Your task:
State the number of lines in the records beneath that hold the word "best", and add nothing.

Stored items
PR #570, opened 2021-02-01
feat: print new files after building

### LINKED ISSUE #566: Tiny feat: Add printout of produced wheels at end of logs
One thing I have in common for all my uses of cibuildwheel is:

```yaml
    - uses: joerick/cibuildwheel@v1.8.0

    - name: Show files
      run: ls -lh wheelhouse
      shell: bash
```

It might be a nice to list the built wheel names at the end of the logs, so it's easy to tell what's been produced. (If actions/upload-artifact printed the name of the files it was uploading, this wouldn't be so important, but it doesn't)

henryiii:
This adds a printout after cibuildwheel runs to list exactly what changes. Serves as a good way to check to see exactly what built, and should show if any (un)expected extra files show up.

Closes #566

### DIFF
--- a/cibuildwheel/__main__.py
+++ b/cibuildwheel/__main__.py
@@ -281,6 +281,8 @@ def main() -> None:
     if not output_dir.exists():
         output_dir.mkdir(parents=True)
 
+    existing_contents = set(output_dir.iterdir())
+
     if platform == 'linux':
         cibuildwheel.linux.build(build_options)
     elif platform == 'windows':
@@ -289,6 +291,10 @@ def main() -> None:
         cibuildwheel.macos.build(build_options)
     else:
         assert_never(platform)
+
+    final_contents = set(output_dir.iterdir())
+    new_contents = final_contents - existing_contents
+    print("Produced wheels:", *sorted(f.name for f in new_contents))
 
 
 def detect_obsolete_options() -> None:
--- a/cibuildwheel/__main__.py
+++ b/cibuildwheel/__main__.py
@@ -282,7 +282,7 @@ def main() -> None:
     if not output_dir.exists():
         output_dir.mkdir(parents=True)
 
-    with cibuildwheel.util.print_new_wheels("{n} wheels produced:", output_dir):
+    with cibuildwheel.util.print_new_wheels("{n} wheels produced in {m:.0f} minutes:", output_dir):
         if platform == 'linux':
             cibuildwheel.linux.build(build_options)
         elif platform == 'windows':
--- a/cibuildwheel/__main__.py
+++ b/cibuildwheel/__main__.py
@@ -1,18 +1,18 @@
 import argparse
-import contextlib
 import os
 import sys
 import textwrap
 import traceback
 from configparser import ConfigParser
 from pathlib import Path
-from typing import Dict, Iterator, List, Optional, Set, Union, overload
+from typing import Dict, List, Optional, Set, Union, overload
 
 from packaging.specifiers import SpecifierSet
 
 import cibuildwheel
 import cibuildwheel.linux
 import cibuildwheel.macos
+import cibuildwheel.util
 import cibuildwheel.windows
 from cibuildwheel.architecture import Architecture, allowed_architectures_check
 from cibuildwheel.environment import EnvironmentParseError, parse_environment
@@ -282,7 +282,7 @@ def main() -> None:
     if not output_dir.exists():
         output_dir.mkdir(parents=True)
 
-    with print_new_wheels("{n} wheels produced:", output_dir):
+    with cibuildwheel.util.print_new_wheels("{n} wheels produced:", output_dir):
         if platform == 'linux':
             cibuildwheel.linux.build(build_options)
         elif platform == 'windows':
@@ -314,18 +314,6 @@ def detect_obsolete_options() -> None:
             if option in os.environ and deprecated in os.environ[option]:
                 print(f"Build identifiers with '{deprecated}' have been deprecated. Replacing all occurences of '{deprecated}' with '{alternative}' in the option '{option}'")
                 os.environ[option] = os.environ[option].replace(deprecated, alternative)
-
-
-@contextlib.contextmanager
-def print_new_wheels(msg: str, output_dir: Path) -> Iterator[None]:
-    existing_contents = set(output_dir.iterdir())
-    try:
-        yield
-    finally:
-        final_contents = set(output_dir.iterdir())
-        new_contents = final_contents - existing_contents
-        n = len(new_contents)
-        print(msg.format(n=n), *sorted(f"  {f.name}" for f in new_contents), sep="\n")
 
 
 def print_preamble(platform: str, build_options: BuildOptions) -> None:
--- a/cibuildwheel/__main__.py
+++ b/cibuildwheel/__main__.py
@@ -1,11 +1,12 @@
 import argparse
+import contextlib
 import os
 import sys
 import textwrap
 import traceback
 from configparser import ConfigParser
 from pathlib import Path
-from typing import Dict, List, Optional, Set, Union, overload
+from typing import Dict, Iterator, List, Optional, Set, Union, overload
 
 from packaging.specifiers import SpecifierSet
 
@@ -281,20 +282,15 @@ def main() -> None:
     if not output_dir.exists():
         output_dir.mkdir(parents=True)
 
-    existing_contents = set(output_dir.iterdir())
-
-    if platform == 'linux':
-        cibuildwheel.linux.build(build_options)
-    elif platform == 'windows':
-        cibuildwheel.windows.build(build_options)
-    elif platform == 'macos':
-        cibuildwheel.macos.build(build_options)
-    else:
-        assert_never(platform)
-
-    final_contents = set(output_dir.iterdir())
-    new_contents = final_contents - existing_contents
-    print("Produced wheels:", *sorted(f.name for f in new_contents))
+    with print_new_wheels("{n} wheels produced:", output_dir):
+        if platform == 'linux':
+            cibuildwheel.linux.build(build_options)
+        elif platform == 'windows':
+            cibuildwheel.windows.build(build_options)
+        elif platform == 'macos':
+            cibuildwheel.macos.build(build_options)
+        else:
+            assert_never(platform)
 
 
 def detect_obsolete_options() -> None:
@@ -318,6 +314,18 @@ def detect_obsolete_options() -> None:
             if option in os.environ and deprecated in os.environ[option]:
                 print(f"Build identifiers with '{deprecated}' have been deprecated. Replacing all occurences of '{deprecated}' with '{alternative}' in the option '{option}'")
                 os.environ[option] = os.environ[option].replace(deprecated, alternative)
+
+
+@contextlib.contextmanager
+def print_new_wheels(msg: str, output_dir: Path) -> Iterator[None]:
+    existing_contents = set(output_dir.iterdir())
+    try:
+        yield
+    finally:
+        final_contents = set(output_dir.iterdir())
+        new_contents = final_contents - existing_contents
+        n = len(new_contents)
+        print(msg.format(n=n), *sorted(f"  {f.name}" for f in new_contents), sep="\n")
 
 
 def print_preamble(platform: str, build_options: BuildOptions) -> None:
--- a/cibuildwheel/util.py
+++ b/cibuildwheel/util.py
@@ -1,3 +1,4 @@
+import contextlib
 import fnmatch
 import itertools
 import os
@@ -8,7 +9,7 @@ import urllib.request
 from enum import Enum
 from pathlib import Path
 from time import sleep
-from typing import Dict, List, NamedTuple, Optional, Set
+from typing import Dict, Iterator, List, NamedTuple, Optional, Set
 
 import bracex
 import certifi
@@ -251,3 +252,15 @@ def unwrap(text: str) -> str:
     text = text.strip()
     # remove consecutive whitespace
     return re.sub(r'\s+', ' ', text)
+
+
+@contextlib.contextmanager
+def print_new_wheels(msg: str, output_dir: Path) -> Iterator[None]:
+    existing_contents = set(output_dir.iterdir())
+    try:
+        yield
+    finally:
+        final_contents = set(output_dir.iterdir())
+        new_contents = final_contents - existing_contents
+        n = len(new_contents)
+        print(msg.format(n=n), *sorted(f"  {f.name}" for f in new_contents), sep="\n")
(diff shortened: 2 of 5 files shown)


henryiii:
I could make this a context manager if you prefer, something like this:

```path
@contextlib.contextmanager
def print_change(msg: str, output_dir: Path):
    existing_contents = set(output_dir.iterdir())
    yield
    final_contents = set(output_dir.iterdir())
    new_contents = final_contents - existing_contents
    print(msg, *sorted(f.name for f in new_contents))
```

cibuildwheel/__main__.py
```diff
@@ -290,6 +292,10 @@ def main() -> None:
     else:
         assert_never(platform)
 
+    final_contents = set(output_dir.iterdir())
+    new_contents = final_contents - existing_contents
+    print("Produced wheels:", *sorted(f.name for f in new_contents))
```
YannickJadoul, line 297: 2 suggestions:
- Can we make this foldable, the folded thing just showing "Produced N wheels"?
- Maybe one wheel per line, `ls` style? Especially if this is foldable, this will be more clear to look up which wheel is missing, I'd expect.

cibuildwheel/__main__.py
```diff
@@ -281,6 +281,8 @@ def main() -> None:
     if not output_dir.exists():
         output_dir.mkdir(parents=True)
 
+    existing_contents = set(output_dir.iterdir())
```
YannickJadoul, line 284: Good catch; I hadn't thought of there already being wheels present. What about `output_dir.glob("*.whl")`, since you're saying "produced wheels"?

YannickJadoul (commented):
Not sure how I feel about the context manager. I don't think I would, as it would just increase nesting and we don't want to per se be "exception-safe" and print the wheels afterwards? If there's an exception, do you really still want to print "This is how many wheels you have"?

cibuildwheel/__main__.py
henryiii: Well, we shouldn't be producing non-wheels, and if we do, we don't want to hide it, that would make debugging harder?

henryiii:
I'd think it might help for debugging to see what was produced if it failed part way through. But no strong option on whether it should print if exceptions are thrown. I did not write the above example to handle exceptions, there's no try/finally.

cibuildwheel/__main__.py
henryiii: We could, I considered that. We don't' collapse the header, though, so was thinking this might be best uncollapsed too. But I was on the fence.

YannickJadoul: But this is something you don't always want to see? I my case, I know e.g. that I'm expecting (_looks at my releases_) 32 wheels. So if that's fine, without an error, I feel like that's more clear than always seeing everything.
At the very least, everything on one line loses all oversight, for me, when I checked the example build.

cibuildwheel/__main__.py
YannickJadoul: There's something to be said about that. So if that's the case, we might even want to check that all produced files end in `.whl`?

cibuildwheel/__main__.py
henryiii: Yes, I'll collapse and do one per line. Though, if you scroll all the way down the log to the end anyway, not sure you should then have to uncollapse it - there's nothing past it, after all, in that step, usually. :)

cibuildwheel/__main__.py
YannickJadoul: But yeah, nothing urgent either.

henryiii: It shouldn't be common (or possible?), but I'd currently just like not to hide it if it happens, rather than erroring out quite yet on it happening.

The thing that would help me is if you could detect if the git dir was dirty. That causes badly named wheels when using setuptools_scm, which can't upload to PyPI.

YannickJadoul:
> I did not write the above example to handle exceptions, there's no try/finally.

Hmmm, true. I thought it would handle exceptions, but not really. At least, that's most often my reason to use context managers, to have some kind of C++ RAII-like thing. So I'm not sure if this is very useful, here.

> I'd think it might help for debugging to see what was produced if it failed part way through.

Maybe. But wouldn't you check anyway? At the point where things fail, you'll go have a look at where it did fail, I'd say.

cibuildwheel/__main__.py
YannickJadoul: OK! Hmmm, indeed, I thought GHA would scroll down for me, but not really.

But I switched around my reasoning, it seems. I first thought of 2., to see the different wheel names nicely lined up underneath each other (also catches outliers better, if there's files that shouldn't be there!), and only then thought about 1. since it would be too long and would need to get collaped :-)

henryiii:
But checking to see what was produced either causes you to scroll all the way through the logs (and the logs can get a little scrambled if something fails), or to add a "ls" line and run again.

I could have it handle exceptions, I just didn't. If it is useful to still print in case of exceptions, it would be better as a context manager. We aren't too deeply nested here (and if we were, that means something should be refactored).

YannickJadoul:
> But checking to see what was produced either causes you to scroll all the way through the logs (and the logs can get a little scrambled if something fails), or to add a "ls" line and run again.

No, but the failed build will be the last one, anyway, no?  Somehow "Produced wheels" feels like a report of a probably successful thing to me.

> I could have it handle exceptions, I just didn't. If it is useful to still print in case of exceptions, it would be better as a context manager. We aren't too deeply nested here (and if we were, that means something should be refactored).

I personally don't see the need, but I'll leave this up to @joerick. Reasonably neutral.

henryiii:
Pulling folding out of logger.py without printing times and such might take a little work to make it clean to do. So I'll wait and see what directions @joerick likes here.

YannickJadoul:
> Pulling folding out of logger.py without printing times and such might take a little work to make it clean to do. So I'll wait and see what directions @joerick likes here.

Oh, I was hoping you could reuse `logger` :-( If not, that might not be worth it, then, indeed :-/

henryiii:
I think I can, but I'll need to refactor the folding part to be able to be used standalone. It's not a huge change, but just need to see what direction we want to go first. If it was a contextmanager, those can also be decorators and I would simply put @fold(...) on my function. :)

henryiii:
@joerick Questions for you: inline or contextmanager, do you want it printing on success or always (the later strongly pushes toward context manager method), and do you want it folding with one file per line, or not folded and just chained together with commas.

cibuildwheel/__main__.py
joerick: One-per-line seems like a good idea. Maybe indent it too so they're under the header? like

```
16 wheels produced:
  spam-0.1.0-cp27-manylinux1_x86_64.whl
  spam-0.1.0-cp35-manylinux2010_x86_64.whl
  spam-0.1.0-cp35-manylinux1_x86_64.whl
  spam-0.1.0-cp35-manylinux2010_x86_64.whl
  spam-0.1.0-cp36-manylinux1_x86_64.whl
  spam-0.1.0-cp36-manylinux2010_x86_64.whl
  spam-0.1.0-cp37-manylinux1_x86_64.whl
  spam-0.1.0-cp37-manylinux2010_x86_64.whl
  spam-0.1.0-cp38-manylinux1_x86_64.whl
  spam-0.1.0-cp38-manylinux2010_x86_64.whl
  spam-0.1.0-cp39-manylinux1_x86_64.whl
  spam-0.1.0-cp39-manylinux2010_x86_64.whl
  ...
```

Unsure about collapsing, I see the argument, but I feel like in a success case the actual output of all the logs above seems important enough to be unhidden by default.

henryiii: Yes, and the overall step is always collapsed in all CI's, so collapsing inside the step wouldn't help anything.

joerick:
ah, apologies! I missed this and replied to the older source-line comment!

> @joerick Questions for you: inline or contextmanager, 

inline seems good. contextmanager is overkill imo

> do you want it printing on success or always (the later strongly pushes toward context manager method),

Printing should be only on success - we shouldn't talk about any successes after an error was encountered, the error should be the last thing in the log.

> and do you want it folding with one file per line, or not folded and just chained together with commas.

no folding, but one file per line :) like-

```
16 wheels produced:
  spam-0.1.0-cp27-manylinux1_x86_64.whl
  spam-0.1.0-cp35-manylinux2010_x86_64.whl
  spam-0.1.0-cp35-manylinux1_x86_64.whl
  spam-0.1.0-cp35-manylinux2010_x86_64.whl
  spam-0.1.0-cp36-manylinux1_x86_64.whl
  spam-0.1.0-cp36-manylinux2010_x86_64.whl
  spam-0.1.0-cp37-manylinux1_x86_64.whl
  spam-0.1.0-cp37-manylinux2010_x86_64.whl
  spam-0.1.0-cp38-manylinux1_x86_64.whl
  spam-0.1.0-cp38-manylinux2010_x86_64.whl
  spam-0.1.0-cp39-manylinux1_x86_64.whl
  spam-0.1.0-cp39-manylinux2010_x86_64.whl
  ...
```

henryiii:
Making it a context manager makes it much easier to avoid in the unit_test's; before, I had to hack around the iterdir; now I can just monkeypatch in an do-nothing context manager.

I can avoid the wheel printout if there's an error (currently it prints no matter what).

YannickJadoul:
FWIW, I wasn't sure about the context manager before, but seeing things now, it looks pretty nice and things that belong together are grouped :-)

joerick:
Looks a little too clever, for my taste!

henryiii:
So do you like it this way or before? Remember to _look at the tests_ to see how we had to hack around this before!

Maybe we could just link to [level-up-your-python: Context Managers](https://henryiii.github.io/level-up-your-python/notebooks/2.4%20Context%20Managers.html) for anyone who finds them confusing. :)

joerick:
I prefer before, the inline style, not the context manager. We're talking about [this commit](https://github.com/joerick/cibuildwheel/pull/570/commits/635156ad7bd1b4688906fa1a581c4cdf8d803203) right? Looks fine to me - we're already patching `Path.exists`, and regardless, I'd expect unit tests to involve a bit of mocking.

henryiii:
Yes, that commit. Mocking `Path.iterdir` could affect/break other things not related to this one step; what if we later iterate somewhere else, and have no idea why it's coming up empty in the tests? Mocking just this one context manager function is nicely localized. We could also add a unit test that verifies that this function works; while if it's inline, all the code is mangled with the build call and it's much harder to test. And the collect before and after logic is nicely organized in once place this way. But I'll restore the inline version if you really do want it.

I can at least keep this broken out into a separate monkeypatch so I don't have to do it twice like before if you are sure you like the inline.

henryiii:
Grouping related code in separate functions, context managers, and classes is not bad design - piling everything in "linear" fashion is unmanageable, untestable,  and unrefactorable. I'm currently having to [refactor this monstrosity](https://github.com/scikit-hep/mplhep/blob/1bc66451378004a8c2b31b6c74804f85f1eab43f/src/mplhep/plot.py#L106-L427) to handle something new, and it's completely impossible to change slightly without random things breaking everywhere. (note: this is the contents of a _single function_!)

YannickJadoul:
Wow. We're luckily not at _that_ level of complexity in `cibuildwheel` :-D

henryiii:
> Looks a little too clever, for my taste!

Didn't you write [this](https://github.com/joerick/cibuildwheel/blob/0fb2ead6fb5757076862910d05dfd882c9ba0272/cibuildwheel/logger.py#L194-L217) at one point? A context manager, which is built into the language, is "too clever" but you are happy to write a class in a class is ["fun"](https://github.com/joerick/cibuildwheel/pull/509#pullrequestreview-560651446)? BTW, the oddities of Python scoping for classes is [something that even Guido finds "broken"](https://twitter.com/gvanrossum/status/1354305179244392453?s=20).

I am totally okay with reverting to no context manager. But had to point that out. :)

joerick:
My sympathies! I don't really think the two are comparable, though :) your linked example has way too much unencapsulated state to my eyes. 

Here, in the inline case, it's a simple log statement, with a 'before' variable, within the main function of the program. It's not hard to read, and easy to ignore. As a context manager, it looks to me more complicated than it really is - I naturally wonder what it could mean, and there's more indirection and the control flow is more convoluted.

joerick:
But maybe there's something I'm not seeing, if you really feel this is the best route, we can do that too :)

joerick:
> Didn't you write this at one point? A context manager, which is built into the language, is "too clever" but you are happy to write a class in a class and call it "fun"? BTW, the oddities of Python scoping for classes is something that even Guido finds "broken".

Hahaha, fair enough. No accounting for taste ;) I thought it read quite well. Admittedly a total abuse of the 'class' though :)

henryiii:
Added a total time printout too and some unit tests.

If you want to avoid the context manager, since we are not "printing no matter what" on exceptions, then this could work:

```python
class WheelPrinter(NamedTuple):
    '''
    Prints the new items in a directory when print_new_wheels is called.

    Use like this:

    wheel_printer = WheelPrinter(time.time(), output_dir.iterdir())
    ... # Make wheels
    wheel_printer.print_new("Produced {n} new wheels in {m:.0} minutes", output_dir.iterdir())
    '''
    start_time: float
    existing_contents: Iterator[Path]

    def print_new(msg: str, final_contents: Iterator[Path]):
        '''
        The message to display
        can include {n} for number of wheels, {s} for total number of seconds,
        and/or {m} for total number of minutes. Does not print anything if this
        exits via exception.
        '''
        new_contents = set(final_contents) - set(self.existing_contents)
        n = len(new_contents)
        s = time.time() - self.start_time
        m = s / 60
        print(msg.format(n=n, s=s, m=m), *sorted(f"  {f.name}" for f in new_contents), sep="\n")
```

It would look better as a dataclass, I think, but we don't require the backport yet, IIRC.

henryiii:
Here's the dataclass (would need the backport, but only for 3.6):

```python
@dataclass(frozen=True, init=False)
class WheelPrinter:
    '''
    Prints the new items in a directory when print_new_wheels is called.

    Use like this:

        wheel_printer = WheelPrinter(output_dir)
        ... # Make wheels
        wheel_printer.print_new("Produced {n} new wheels in {m:.0} minutes")
    '''
    output_dir: Path
    start_time: float
    existing_contents: Set[Path]

    def __init__(self, output_dir: Path) -> None:
        self.output_dir = output_dir
        self.start_time = time.time()
        self.existing_contents = set(output_dir.iterdir())

    def print_new(msg: str) -> None:
        '''
        The message to display
        can include {n} for number of wheels, {s} for total number of seconds,
        and/or {m} for total number of minutes. Does not print anything if this
        exits via exception.
        '''
        final_contents = set(self.output_dir.iterdir())
        new_contents = final_contents - self.existing_contents
        n = len(new_contents)
        s = time.time() - self.start_time
        m = s / 60
        print(msg.format(n=n, s=s, m=m), *sorted(f"  {f.name}" for f in new_contents), sep="\n")
```

joerick (approved):
We can do the context manager, that seems okay. Let's get this in, I'm feeling a release brewing!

Response area:
2